Dato che le cronache del tempo parlarono di decesso verificatosi a seguito di violenti attacchi di vomito accompagnati da diarrea e febbre elevata, le osservazioni del prof. Fornaciari consentono di delineare un quadro patologico coerente con un caso di avvelenamento. La versione popolare della vicenda, che attribuiva la morte del signore al fatto di aver bevuto l’acqua di una fontana contaminata, viene così a perdere consistenza. D’altra parte non ce lo vediamo proprio un potente che beva a una fontana senza prima accertarsi accuratamente che sia potabile. Tanto più che nei giorni precedenti l’ingresso trionfale nelle città conquistate erano morti molti uomini e un certo numero di animali (cavalli) i cui resti abbandonati - secondo l’uso - nelle campagne circostanti avranno certamente infettato le acque di superficie con relativi pozzi e fontane.

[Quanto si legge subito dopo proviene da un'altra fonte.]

PR #1933, opened 2022-12-16
chore(packages/jellyfish-transaction-builder): Add more tests to createcfp

### LINKED ISSUE #1930: Include additional tests for createCfp in `txn_builder_governance.ts`

Create a test scenario where 

https://github.com/JellyfishSDK/jellyfish/blob/7ac010bd9bc7c8f3a119ebfaab94d7bb93d5aed6/packages/jellyfish-transaction-builder/src/txn/txn_builder_governance.ts#L20

The condition above is triggered when the amount is greater than `10`.

Currently, only one scenario has been added/tested.

https://github.com/JellyfishSDK/jellyfish/blob/7ac010bd9bc7c8f3a119ebfaab94d7bb93d5aed6/packages/jellyfish-transaction-builder/__tests__/txn/txn_builder_governance_createcfp.test.ts#L43

We need to test when it's greater than 10, less than 10, and when it's 10. Make sure the balance is deducted properly.

/triage accepted
/priority important-soon
/assign @infinia-yzl for **Hydra**
/area packages

helloscoopa:

To check all the cases of proposal amounts and balances.

Fixes #1930

### DIFF
--- a/packages/jellyfish-transaction-builder/__tests__/txn/txn_builder_governance_createcfp.test.ts
+++ b/packages/jellyfish-transaction-builder/__tests__/txn/txn_builder_governance_createcfp.test.ts
@@ -14,6 +14,7 @@ describe('createCfp', () => {
   let providers: MockProviders
   let builder: P2WPKHTransactionBuilder
   const testing = Testing.create(new MasterNodeRegTestContainer())
+  const fundAmount = 12000100
 
   beforeAll(async () => {
     await testing.container.start()
@@ -25,7 +26,7 @@ describe('createCfp', () => {
     builder = new P2WPKHTransactionBuilder(providers.fee, providers.prevout, providers.elliptic, RegTest)
 
     await testing.container.waitForWalletBalanceGTE(11)
-    await fundEllipticPair(testing.container, providers.ellipticPair, 12000100)
+    await fundEllipticPair(testing.container, providers.ellipticPair, fundAmount)
     await providers.setupMocks()
   })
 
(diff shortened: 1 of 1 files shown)


packages/jellyfish-transaction-builder/__tests__/txn/txn_builder_governance_createcfp.test.ts
```diff
@@ -34,49 +35,76 @@ describe('createCfp', () => {
   })
 
   it('should createCfp', async () => {
```
fuxingloh: Let's create separates `it()`s or use `it.each([1,2,3])`?

infinia-yzl (changes requested):
Try to cover these as well:
- Test with a large value for creationFee
- Test with a negative value for creationFee

packages/jellyfish-transaction-builder/__tests__/txn/txn_builder_governance_createcfp.test.ts
```diff
@@ -25,22 +26,34 @@ describe('createCfp', () => {
...
     await providers.setupMocks()
   })
 
   afterAll(async () => {
     await testing.container.stop()
   })
 
-  it('should createCfp', async () => {
+  it.each([{
+    nAmount: 999,
```
delphk: suggestion: instead of using `nAmount` of `999`, `1000`, `1001`, i would test with larger variances (eg. `10`, `1000`, `100000`), especially since there is a change range, using test amounts of small variances might not be so obvious that it is working as intended (as the difference may fall within the change range)

helloscoopa: Fixed [`7e7f304`](https://github.com/JellyfishSDK/jellyfish/pull/1933/commits/7e7f304a501060667518639367c9b42e1407efc5)

packages/jellyfish-transaction-builder/__tests__/txn/txn_builder_governance_createcfp.test.ts
```diff
@@ -25,22 +26,34 @@ describe('createCfp', () => {
...
+    creationFee: 10,
+    changeRange: [fundAmount - 10.001, fundAmount - 10]
+  }, {
+    nAmount: 1000,
+    creationFee: 10,
+    changeRange: [fundAmount - 20.001, fundAmount - 20]
+  }, {
+    nAmount: 100000,
+    creationFee: 1000,
+    changeRange: [fundAmount - 1020.001, fundAmount - 30.01]
```
delphk:
```suggestion
    changeRange: [fundAmount - 1020.001, fundAmount - 1020]
```

delphk (approved):

infinia-yzl (approved):
:shipit:

marktanrj (approved):

fuxingloh (approved):

PR #1934, opened 2022-12-16
feat(jellyfish-api-core): add signMessage RPC

shancht:
**What this PR does / why we need it:** 
/kind feature

**Which issue(s) does this PR fixes?:** 
Adding `signMessage()` from [Issue#48](https://github.com/JellyfishSDK/jellyfish/issues/48)

This features allow users to sign an arbitrary message using the private key of an address. 
It requires wallet passphrase to be set with `walletpassphrase` call if the wallet is encrypted.

**Additional comments?:**
The primary purpose of `signMessage()` is to present a signature to showcase that the funds are in the control of the private key holder. The holder may also generate a signature with custom prefixes to showcase proof of authorisation.

Usage Example: [Here](https://bitcoin.stackexchange.com/a/3339/160)

### DIFF
--- a/packages/jellyfish-api-core/__tests__/category/wallet/signMessage.test.ts
+++ b/packages/jellyfish-api-core/__tests__/category/wallet/signMessage.test.ts
@@ -1,0 +1,41 @@
+import { MasterNodeRegTestContainer } from '@defichain/testcontainers'
+import { ContainerAdapterClient } from '../../container_adapter_client'
+import { RpcApiError } from '@defichain/jellyfish-api-core'
+
+describe('Sign Message', () => {
+  const container = new MasterNodeRegTestContainer()
+  const client = new ContainerAdapterClient(container)
+
+  beforeAll(async () => {
+    await container.start()
+  })
+
+  afterAll(async () => {
+    await container.stop()
+  })
+
+  it('should throw error if private key is not available', async () => {
+    const promise = client.wallet.signMessage('mpLQjfK79b7CCV4VMJWEWAj5Mpx8Up5zxB', 'This is a test message')
+
+    await expect(promise).rejects.toThrow(RpcApiError)
+    await expect(promise).rejects.toMatchObject({
+      payload: {
+        code: -4,
+        message: 'Private key not available',
+        method: 'signmessage'
+      }
+    })
+  })
+
+  it('should throw error if address is invalid', async () => {
+    const promise = client.wallet.signMessage('test', 'This is a test message')
+    await expect(promise).rejects.toThrow(RpcApiError)
+    await expect(promise).rejects.toMatchObject({
+      payload: {
+        code: -3,
+        message: 'Invalid address',
+        method: 'signmessage'
+      }
+    })
+  })
+})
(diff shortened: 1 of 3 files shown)


shancht:
Hi, the DefiChain codebase (/rpcwallet.cpp) included a section to ensure that the wallet is not encrypted/locked. I'd like to seek clarification on how I could best write a syntax for this section in Jellyfish please:

```
    auto locked_chain = pwallet->chain().lock();
    LOCK2(pwallet->cs_wallet, locked_chain->mutex());

    EnsureWalletIsUnlocked(pwallet);
```

Thank you!

shohamc1:
> Hi, the DefiChain codebase (/rpcwallet.cpp) included a section to ensure that the wallet is not encrypted/locked. I'd like to seek clarification on how I could best write a syntax for this section in Jellyfish please:
> 
> ```
>     auto locked_chain = pwallet->chain().lock();
>     LOCK2(pwallet->cs_wallet, locked_chain->mutex());
> 
>     EnsureWalletIsUnlocked(pwallet);
> ```
> 
> Thank you!

Not sure if this is a useful test, but you can set a wallet passphrase using `encryptwallet` and then use `walletlock` to lock the wallet. You can unlock the wallet later using `walletpassphrase`.

packages/jellyfish-api-core/__tests__/category/wallet/signMessage.test.ts
```diff
@@ -0,0 +1,41 @@
...
+  beforeAll(async () => {
+    await container.start()
+  })
+
+  afterAll(async () => {
+    await container.stop()
+  })
+
+  it('should throw error if private key is not available', async () => {
+    const promise = client.wallet.signMessage('mpLQjfK79b7CCV4VMJWEWAj5Mpx8Up5zxB', 'This is a test message')
```
fuxingloh:
```suggestion
    const address = await client.wallet.getNewAddress()
    const promise = client.wallet.signMessage(address, 'This is a test message')
```

This is how you create a new address within the Wallet and then use it for signing.

fuxingloh (dismissed):

fuxingloh:
LGTM,

@shohamc1 can you take a look at this and give it a review? Thanks!

packages/jellyfish-api-core/src/category/wallet.ts
```diff
@@ -324,6 +324,18 @@ export class Wallet {
   async listWallets (): Promise<string[]> {
     return await this.client.call('listwallets', [], 'number')
   }
+
+  /**
+   * Sign a message with the private key of an address
+   * Requires wallet passphrase to be set with walletpassphrase call if wallet is encrypted.
```
shohamc1:
```suggestion
   * Requires wallet to be unlocked for usage. Use `walletpassphrase` to unlock wallet.
```

shohamc1 (changes requested):
Looks good minus this (the password is set using `encryptwallet`).

Edit: I would also test signing using an address not from the wallet. It should fail with `Private key not available`.

https://github.com/DeFiCh/ain/blob/0beb92ed218f335377d8591d33f66dba85ff94a7/src/wallet/rpcwallet.cpp#L577

shohamc1 (dismissed):

fuxingloh (approved):

shohamc1 (approved):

Termina così la vicenda umana di Can Francesco della Scala detto il Grande, che fu figlio di Alberto I della Scala e di Verde di Salizzole (proprio un bel nome per una bambina, oggettivamente). Signore di Verona dal 1308 al 1311 assieme al fratello Alboino dopo la morte prematura del primogenito Bartolomeo e da solo dal 1311 fino all’avvelenamento, divenne - di successo in successo - il capo dei Ghibellini italiani.

Abile in guerra, ottimo diplomatico, severo amministratore dei beni della famiglia, ne proseguì la tendenza al mecenatismo avveduto. Dante Alighieri, che era già stato accolto in casa dei Della Scala da Bartolomeo con l’incarico di capo della segreteria diplomatica, gli dedicò la terza e sublime cantica del suo poema, il Paradiso. Un regalo che assicurò al nostro Cangrande una fama che nessuna delle sue imprese - per quanto fortunate - sarebbe mai riuscita a garantirgli. Potenza della comunicazione.